Required action:
Could you return every line of the records below that contains the word "want"?
#####
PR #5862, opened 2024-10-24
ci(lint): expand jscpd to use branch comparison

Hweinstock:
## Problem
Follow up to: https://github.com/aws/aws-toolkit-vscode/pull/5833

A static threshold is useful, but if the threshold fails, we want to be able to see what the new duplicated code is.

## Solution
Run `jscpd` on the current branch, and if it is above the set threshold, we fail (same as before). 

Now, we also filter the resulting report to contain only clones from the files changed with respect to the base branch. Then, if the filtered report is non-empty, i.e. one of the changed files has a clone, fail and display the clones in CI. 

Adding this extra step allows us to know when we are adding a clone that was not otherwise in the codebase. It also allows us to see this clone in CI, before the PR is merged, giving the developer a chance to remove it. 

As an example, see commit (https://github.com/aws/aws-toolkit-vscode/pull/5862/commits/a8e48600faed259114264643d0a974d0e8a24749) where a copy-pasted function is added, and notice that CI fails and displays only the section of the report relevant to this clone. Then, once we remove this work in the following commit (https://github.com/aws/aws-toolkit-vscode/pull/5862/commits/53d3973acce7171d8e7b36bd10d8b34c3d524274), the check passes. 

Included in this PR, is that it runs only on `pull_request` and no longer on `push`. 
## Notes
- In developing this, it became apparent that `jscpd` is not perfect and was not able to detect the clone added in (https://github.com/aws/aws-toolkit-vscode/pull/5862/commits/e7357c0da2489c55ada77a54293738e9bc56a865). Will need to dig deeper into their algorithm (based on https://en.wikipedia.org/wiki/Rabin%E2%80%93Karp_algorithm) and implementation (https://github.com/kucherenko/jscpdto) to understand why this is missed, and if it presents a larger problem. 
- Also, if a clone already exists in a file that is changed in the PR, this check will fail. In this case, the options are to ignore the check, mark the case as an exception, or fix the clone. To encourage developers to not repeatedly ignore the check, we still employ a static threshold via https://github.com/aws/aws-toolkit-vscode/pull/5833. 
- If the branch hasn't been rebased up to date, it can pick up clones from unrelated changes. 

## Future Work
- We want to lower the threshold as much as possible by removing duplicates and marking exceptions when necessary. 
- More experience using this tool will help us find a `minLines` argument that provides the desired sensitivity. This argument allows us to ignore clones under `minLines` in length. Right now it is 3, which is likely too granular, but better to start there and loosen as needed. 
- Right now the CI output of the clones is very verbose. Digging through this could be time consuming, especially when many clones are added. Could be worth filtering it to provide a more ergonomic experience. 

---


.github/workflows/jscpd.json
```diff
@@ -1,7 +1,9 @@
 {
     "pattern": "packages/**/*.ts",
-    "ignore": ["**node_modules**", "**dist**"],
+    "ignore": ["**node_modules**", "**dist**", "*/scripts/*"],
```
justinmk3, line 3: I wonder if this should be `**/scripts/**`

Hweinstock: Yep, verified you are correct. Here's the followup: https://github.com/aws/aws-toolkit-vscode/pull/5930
#####
Exercise result:
A static threshold is useful, but if the threshold fails, we want to be able to see what the new duplicated code is.
- We want to lower the threshold as much as possible by removing duplicates and marking exceptions when necessary. 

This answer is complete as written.